__WORK REQUIRED__: Take the entries below and print, exactly, the stretch from the line containing "But looking at" through the line containing "Looks good thanks", both included.

Stored data
Start of Block
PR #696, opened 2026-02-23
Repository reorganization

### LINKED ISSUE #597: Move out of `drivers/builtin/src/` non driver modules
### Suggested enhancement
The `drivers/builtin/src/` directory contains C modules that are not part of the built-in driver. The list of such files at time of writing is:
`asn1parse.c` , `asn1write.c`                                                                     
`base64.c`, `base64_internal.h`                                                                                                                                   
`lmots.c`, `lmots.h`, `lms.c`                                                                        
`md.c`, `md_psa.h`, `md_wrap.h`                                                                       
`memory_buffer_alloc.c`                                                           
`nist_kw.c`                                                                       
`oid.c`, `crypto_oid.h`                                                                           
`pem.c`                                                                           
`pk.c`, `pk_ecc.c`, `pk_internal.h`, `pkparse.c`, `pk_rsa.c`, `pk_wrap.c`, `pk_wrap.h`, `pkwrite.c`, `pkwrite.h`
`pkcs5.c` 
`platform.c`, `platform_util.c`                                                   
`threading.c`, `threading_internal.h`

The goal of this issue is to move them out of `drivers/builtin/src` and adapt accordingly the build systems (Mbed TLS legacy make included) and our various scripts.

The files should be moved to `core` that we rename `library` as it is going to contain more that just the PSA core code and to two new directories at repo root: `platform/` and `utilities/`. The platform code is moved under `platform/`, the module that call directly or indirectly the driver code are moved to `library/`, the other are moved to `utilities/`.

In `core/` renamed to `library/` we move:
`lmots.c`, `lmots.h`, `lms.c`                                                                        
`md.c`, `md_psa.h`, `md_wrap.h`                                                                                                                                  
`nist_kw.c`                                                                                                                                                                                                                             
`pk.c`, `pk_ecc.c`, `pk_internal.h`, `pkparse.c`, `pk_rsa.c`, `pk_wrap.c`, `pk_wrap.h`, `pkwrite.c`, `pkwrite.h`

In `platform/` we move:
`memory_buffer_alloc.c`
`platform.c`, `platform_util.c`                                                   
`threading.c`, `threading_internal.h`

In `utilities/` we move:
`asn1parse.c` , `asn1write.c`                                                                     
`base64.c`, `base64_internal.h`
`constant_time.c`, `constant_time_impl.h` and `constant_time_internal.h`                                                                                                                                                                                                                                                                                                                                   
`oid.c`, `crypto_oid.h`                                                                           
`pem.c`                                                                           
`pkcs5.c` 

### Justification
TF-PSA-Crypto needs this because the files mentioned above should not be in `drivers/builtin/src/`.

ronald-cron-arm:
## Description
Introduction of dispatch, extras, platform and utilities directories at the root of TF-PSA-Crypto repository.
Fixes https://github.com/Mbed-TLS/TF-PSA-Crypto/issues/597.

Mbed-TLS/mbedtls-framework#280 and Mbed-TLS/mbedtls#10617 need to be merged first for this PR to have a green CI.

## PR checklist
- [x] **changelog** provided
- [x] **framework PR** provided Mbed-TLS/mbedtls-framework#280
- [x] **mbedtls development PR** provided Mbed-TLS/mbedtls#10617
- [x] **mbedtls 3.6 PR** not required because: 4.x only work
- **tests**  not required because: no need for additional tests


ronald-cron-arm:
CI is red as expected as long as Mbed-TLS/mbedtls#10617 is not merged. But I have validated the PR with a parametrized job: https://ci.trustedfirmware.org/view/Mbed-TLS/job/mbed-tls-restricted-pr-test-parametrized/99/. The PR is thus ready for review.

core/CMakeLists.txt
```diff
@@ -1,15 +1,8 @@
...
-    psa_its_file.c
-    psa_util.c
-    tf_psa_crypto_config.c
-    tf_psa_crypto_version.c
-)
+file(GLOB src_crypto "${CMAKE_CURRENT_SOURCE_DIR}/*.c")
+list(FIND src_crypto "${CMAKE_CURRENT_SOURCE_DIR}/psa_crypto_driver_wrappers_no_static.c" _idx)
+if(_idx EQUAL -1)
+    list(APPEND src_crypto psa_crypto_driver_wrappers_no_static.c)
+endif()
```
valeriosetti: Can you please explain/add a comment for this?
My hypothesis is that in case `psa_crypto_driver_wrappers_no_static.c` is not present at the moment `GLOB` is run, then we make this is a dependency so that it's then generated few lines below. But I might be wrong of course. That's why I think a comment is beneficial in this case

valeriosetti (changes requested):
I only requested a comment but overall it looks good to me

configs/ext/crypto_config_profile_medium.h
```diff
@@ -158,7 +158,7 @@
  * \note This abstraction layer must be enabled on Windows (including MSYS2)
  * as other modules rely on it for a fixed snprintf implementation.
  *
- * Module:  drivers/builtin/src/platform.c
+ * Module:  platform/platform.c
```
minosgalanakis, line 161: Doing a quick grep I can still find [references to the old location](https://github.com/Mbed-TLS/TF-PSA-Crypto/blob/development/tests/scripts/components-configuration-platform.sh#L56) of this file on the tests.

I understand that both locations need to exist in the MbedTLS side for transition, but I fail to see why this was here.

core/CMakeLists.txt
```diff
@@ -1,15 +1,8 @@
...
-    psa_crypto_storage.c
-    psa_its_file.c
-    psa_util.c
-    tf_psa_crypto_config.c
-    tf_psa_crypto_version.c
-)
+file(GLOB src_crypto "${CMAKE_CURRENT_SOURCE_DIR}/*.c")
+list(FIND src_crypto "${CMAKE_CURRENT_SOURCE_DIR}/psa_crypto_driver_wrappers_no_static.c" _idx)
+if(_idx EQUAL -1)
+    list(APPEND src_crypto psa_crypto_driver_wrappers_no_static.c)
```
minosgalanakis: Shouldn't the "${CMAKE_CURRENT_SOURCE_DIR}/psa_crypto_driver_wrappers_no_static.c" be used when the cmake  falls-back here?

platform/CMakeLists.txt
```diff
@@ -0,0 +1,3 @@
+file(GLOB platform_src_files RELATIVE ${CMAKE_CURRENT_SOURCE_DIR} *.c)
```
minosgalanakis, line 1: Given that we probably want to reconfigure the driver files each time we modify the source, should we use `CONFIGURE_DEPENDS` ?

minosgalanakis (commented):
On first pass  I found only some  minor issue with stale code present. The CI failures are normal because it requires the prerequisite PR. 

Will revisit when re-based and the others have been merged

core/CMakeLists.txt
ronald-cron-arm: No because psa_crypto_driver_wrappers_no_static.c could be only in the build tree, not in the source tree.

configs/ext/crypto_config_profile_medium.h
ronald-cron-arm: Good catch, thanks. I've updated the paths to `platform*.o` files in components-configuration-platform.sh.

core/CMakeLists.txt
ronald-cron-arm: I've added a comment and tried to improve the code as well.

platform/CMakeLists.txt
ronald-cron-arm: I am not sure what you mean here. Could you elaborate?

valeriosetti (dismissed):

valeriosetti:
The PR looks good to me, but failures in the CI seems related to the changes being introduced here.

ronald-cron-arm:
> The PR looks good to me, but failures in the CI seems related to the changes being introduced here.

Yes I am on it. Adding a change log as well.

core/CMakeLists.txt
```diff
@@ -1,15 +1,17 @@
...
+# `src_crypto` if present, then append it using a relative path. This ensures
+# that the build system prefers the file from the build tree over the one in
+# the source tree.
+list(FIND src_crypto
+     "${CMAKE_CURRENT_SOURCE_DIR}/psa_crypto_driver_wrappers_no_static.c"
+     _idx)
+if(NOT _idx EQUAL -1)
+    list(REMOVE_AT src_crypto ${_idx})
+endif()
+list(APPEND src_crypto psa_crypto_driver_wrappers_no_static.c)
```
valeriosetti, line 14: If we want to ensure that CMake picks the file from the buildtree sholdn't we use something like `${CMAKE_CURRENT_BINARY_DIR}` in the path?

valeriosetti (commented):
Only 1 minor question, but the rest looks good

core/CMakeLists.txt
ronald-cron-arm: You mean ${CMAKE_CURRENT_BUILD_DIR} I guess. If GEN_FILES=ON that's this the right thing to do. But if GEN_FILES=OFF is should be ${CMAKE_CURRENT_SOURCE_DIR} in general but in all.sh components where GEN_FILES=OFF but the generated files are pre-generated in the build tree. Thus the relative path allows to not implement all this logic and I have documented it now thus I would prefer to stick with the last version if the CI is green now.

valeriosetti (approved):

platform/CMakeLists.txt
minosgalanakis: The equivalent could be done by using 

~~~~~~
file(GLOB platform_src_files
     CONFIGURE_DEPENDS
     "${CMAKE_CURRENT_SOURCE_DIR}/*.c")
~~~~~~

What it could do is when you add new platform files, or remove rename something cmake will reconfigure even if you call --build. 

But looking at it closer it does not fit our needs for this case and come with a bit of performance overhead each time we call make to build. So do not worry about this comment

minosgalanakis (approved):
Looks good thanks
End of Block
Start of Block
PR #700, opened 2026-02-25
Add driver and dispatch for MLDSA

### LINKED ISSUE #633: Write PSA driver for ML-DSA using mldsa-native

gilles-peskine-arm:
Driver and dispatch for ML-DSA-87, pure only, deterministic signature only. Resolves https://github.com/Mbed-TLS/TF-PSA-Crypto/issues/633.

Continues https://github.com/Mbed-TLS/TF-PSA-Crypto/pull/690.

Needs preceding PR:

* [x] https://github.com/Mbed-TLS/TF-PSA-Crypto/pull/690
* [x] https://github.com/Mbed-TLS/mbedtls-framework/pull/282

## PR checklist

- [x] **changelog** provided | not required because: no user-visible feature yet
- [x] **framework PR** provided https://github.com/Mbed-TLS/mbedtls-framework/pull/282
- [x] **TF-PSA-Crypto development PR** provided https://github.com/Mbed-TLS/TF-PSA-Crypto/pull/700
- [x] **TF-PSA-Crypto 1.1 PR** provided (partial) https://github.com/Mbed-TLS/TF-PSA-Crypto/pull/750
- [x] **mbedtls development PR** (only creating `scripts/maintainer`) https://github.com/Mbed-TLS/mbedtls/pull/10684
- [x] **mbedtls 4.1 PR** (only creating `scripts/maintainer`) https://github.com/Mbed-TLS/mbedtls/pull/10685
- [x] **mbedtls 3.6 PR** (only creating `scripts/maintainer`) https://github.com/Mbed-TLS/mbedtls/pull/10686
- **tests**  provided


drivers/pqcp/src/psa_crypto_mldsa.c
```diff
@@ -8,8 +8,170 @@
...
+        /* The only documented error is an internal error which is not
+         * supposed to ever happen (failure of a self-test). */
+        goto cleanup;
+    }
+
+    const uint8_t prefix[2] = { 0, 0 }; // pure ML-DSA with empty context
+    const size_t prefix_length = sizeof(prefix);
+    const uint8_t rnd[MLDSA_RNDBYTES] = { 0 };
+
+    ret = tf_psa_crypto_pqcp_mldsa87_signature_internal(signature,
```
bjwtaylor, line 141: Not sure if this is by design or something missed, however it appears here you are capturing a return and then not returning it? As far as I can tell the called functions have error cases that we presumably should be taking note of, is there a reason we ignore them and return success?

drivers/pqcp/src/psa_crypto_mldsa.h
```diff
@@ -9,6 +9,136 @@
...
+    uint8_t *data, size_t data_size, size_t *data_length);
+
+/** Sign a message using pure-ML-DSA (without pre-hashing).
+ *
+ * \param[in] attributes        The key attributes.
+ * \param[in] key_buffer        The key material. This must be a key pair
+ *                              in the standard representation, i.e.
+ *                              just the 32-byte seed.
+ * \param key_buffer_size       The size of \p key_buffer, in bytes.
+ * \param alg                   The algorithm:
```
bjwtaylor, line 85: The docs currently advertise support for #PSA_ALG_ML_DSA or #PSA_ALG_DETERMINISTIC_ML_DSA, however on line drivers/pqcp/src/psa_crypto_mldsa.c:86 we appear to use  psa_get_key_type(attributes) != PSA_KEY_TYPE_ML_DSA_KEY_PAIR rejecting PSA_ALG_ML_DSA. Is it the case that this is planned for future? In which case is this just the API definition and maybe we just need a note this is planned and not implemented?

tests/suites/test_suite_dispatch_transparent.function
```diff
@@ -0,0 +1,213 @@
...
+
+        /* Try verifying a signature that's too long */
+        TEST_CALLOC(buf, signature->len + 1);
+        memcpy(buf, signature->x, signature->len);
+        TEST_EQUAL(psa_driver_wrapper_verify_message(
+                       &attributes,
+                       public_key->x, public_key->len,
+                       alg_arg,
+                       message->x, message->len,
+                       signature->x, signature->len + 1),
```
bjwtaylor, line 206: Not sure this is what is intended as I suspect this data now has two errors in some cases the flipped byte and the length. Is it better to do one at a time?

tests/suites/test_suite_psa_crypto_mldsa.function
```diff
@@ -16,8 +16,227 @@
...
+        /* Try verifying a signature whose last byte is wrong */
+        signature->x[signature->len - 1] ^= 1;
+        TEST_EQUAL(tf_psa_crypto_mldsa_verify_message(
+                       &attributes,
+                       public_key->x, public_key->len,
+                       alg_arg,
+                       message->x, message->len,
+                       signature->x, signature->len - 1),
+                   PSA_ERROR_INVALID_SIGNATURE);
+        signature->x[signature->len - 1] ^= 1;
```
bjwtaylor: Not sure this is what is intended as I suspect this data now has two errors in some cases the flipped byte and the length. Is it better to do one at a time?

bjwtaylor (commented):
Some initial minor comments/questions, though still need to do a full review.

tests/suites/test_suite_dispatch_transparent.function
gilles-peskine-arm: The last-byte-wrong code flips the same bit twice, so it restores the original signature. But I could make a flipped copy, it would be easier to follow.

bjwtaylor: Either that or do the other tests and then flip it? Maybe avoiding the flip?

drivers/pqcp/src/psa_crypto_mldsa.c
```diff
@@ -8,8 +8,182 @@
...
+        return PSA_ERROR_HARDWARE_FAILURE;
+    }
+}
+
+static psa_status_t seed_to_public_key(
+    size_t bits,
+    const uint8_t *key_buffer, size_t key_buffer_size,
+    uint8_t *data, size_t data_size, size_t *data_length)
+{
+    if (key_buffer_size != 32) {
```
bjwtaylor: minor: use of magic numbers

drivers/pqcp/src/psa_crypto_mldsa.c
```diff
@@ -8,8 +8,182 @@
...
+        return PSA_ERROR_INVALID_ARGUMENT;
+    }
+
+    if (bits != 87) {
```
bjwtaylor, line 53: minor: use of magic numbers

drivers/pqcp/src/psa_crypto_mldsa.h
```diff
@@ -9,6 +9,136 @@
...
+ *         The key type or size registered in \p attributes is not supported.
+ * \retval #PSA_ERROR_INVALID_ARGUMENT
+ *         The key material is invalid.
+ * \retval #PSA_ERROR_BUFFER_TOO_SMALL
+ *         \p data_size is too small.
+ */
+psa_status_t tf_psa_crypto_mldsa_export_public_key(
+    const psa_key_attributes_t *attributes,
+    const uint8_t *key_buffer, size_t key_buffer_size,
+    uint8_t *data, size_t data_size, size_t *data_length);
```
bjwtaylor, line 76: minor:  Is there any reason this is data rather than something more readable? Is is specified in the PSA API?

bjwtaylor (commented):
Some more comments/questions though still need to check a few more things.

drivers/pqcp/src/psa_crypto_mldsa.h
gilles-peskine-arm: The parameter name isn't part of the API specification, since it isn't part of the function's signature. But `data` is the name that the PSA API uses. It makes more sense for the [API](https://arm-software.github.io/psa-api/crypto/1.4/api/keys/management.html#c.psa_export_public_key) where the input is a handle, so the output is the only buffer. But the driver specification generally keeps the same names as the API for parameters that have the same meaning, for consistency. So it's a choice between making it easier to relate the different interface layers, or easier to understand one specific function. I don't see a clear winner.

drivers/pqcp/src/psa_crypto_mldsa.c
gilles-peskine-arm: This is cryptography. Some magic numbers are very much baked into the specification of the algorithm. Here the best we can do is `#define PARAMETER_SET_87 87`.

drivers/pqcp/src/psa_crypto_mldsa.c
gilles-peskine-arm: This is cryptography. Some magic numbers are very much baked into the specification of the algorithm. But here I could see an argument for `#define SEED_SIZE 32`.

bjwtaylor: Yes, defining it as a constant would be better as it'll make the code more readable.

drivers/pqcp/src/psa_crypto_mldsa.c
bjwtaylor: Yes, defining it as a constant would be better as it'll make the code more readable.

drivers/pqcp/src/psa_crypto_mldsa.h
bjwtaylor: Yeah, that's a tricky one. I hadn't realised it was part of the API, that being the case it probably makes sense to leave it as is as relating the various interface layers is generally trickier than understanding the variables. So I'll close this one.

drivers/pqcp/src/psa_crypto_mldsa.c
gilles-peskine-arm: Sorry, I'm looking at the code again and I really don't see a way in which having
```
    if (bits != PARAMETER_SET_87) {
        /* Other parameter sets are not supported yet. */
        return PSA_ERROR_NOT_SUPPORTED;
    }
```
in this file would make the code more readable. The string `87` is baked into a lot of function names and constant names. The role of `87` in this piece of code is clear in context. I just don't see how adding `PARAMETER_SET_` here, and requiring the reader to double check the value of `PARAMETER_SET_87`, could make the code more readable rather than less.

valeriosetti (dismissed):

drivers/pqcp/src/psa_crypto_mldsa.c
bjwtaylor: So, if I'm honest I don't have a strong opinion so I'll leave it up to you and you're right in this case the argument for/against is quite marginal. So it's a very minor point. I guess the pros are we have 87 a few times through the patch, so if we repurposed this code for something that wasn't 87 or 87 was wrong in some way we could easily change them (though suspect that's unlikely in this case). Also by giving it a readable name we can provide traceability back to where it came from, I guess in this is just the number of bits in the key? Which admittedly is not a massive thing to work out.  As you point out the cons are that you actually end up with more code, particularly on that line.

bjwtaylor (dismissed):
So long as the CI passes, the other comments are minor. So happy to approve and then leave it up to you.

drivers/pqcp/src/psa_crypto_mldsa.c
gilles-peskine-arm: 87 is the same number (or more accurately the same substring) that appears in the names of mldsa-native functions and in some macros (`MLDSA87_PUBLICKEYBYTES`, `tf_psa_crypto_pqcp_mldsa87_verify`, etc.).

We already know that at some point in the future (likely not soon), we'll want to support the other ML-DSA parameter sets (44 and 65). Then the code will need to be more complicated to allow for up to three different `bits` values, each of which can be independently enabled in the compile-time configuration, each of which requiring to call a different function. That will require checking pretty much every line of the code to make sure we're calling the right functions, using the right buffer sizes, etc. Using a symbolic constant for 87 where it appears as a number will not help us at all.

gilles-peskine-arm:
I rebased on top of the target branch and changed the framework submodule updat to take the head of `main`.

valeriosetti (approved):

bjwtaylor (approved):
End of Block
Start of Block
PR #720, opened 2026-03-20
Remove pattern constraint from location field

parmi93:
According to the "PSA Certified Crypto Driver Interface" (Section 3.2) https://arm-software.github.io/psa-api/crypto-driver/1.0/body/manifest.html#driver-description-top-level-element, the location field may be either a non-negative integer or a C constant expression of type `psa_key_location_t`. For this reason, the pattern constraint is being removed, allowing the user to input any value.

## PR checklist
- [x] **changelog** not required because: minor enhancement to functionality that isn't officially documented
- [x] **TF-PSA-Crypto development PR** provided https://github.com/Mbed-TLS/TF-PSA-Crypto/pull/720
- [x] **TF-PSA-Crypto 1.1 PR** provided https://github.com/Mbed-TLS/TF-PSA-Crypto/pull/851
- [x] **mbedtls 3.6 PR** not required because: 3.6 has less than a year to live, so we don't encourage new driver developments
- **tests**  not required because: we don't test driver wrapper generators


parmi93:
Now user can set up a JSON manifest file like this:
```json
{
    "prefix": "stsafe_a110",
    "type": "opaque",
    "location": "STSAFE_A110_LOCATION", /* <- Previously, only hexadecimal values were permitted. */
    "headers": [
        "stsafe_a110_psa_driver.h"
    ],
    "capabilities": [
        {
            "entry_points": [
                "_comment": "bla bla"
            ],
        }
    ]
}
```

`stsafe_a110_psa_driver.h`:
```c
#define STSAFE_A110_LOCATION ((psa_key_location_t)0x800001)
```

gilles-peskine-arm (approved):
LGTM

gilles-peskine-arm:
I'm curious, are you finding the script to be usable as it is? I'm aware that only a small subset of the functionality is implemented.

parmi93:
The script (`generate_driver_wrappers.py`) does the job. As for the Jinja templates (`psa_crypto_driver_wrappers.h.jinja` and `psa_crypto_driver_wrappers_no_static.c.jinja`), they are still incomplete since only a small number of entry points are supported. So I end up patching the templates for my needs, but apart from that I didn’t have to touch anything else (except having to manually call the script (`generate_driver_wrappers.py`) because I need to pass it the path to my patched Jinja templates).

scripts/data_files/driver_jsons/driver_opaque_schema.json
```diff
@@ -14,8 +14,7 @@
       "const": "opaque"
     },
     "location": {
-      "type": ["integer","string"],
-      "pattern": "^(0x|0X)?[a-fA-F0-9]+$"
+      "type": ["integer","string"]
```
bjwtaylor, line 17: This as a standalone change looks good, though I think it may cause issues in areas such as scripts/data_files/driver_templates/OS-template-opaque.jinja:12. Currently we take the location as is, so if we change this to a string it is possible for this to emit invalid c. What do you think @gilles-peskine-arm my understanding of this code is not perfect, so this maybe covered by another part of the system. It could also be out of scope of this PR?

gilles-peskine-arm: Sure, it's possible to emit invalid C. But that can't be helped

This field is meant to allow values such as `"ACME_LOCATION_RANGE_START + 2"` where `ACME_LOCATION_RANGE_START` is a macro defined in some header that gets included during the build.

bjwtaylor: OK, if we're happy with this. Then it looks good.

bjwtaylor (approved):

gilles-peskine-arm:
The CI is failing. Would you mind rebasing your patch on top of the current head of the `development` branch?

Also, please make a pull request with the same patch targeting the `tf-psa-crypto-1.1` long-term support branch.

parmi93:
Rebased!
End of Block
__ANSWER FOR THIS EXERCISE__:
But looking at it closer it does not fit our needs for this case and come with a bit of performance overhead each time we call make to build. So do not worry about this comment

minosgalanakis (approved):
Looks good thanks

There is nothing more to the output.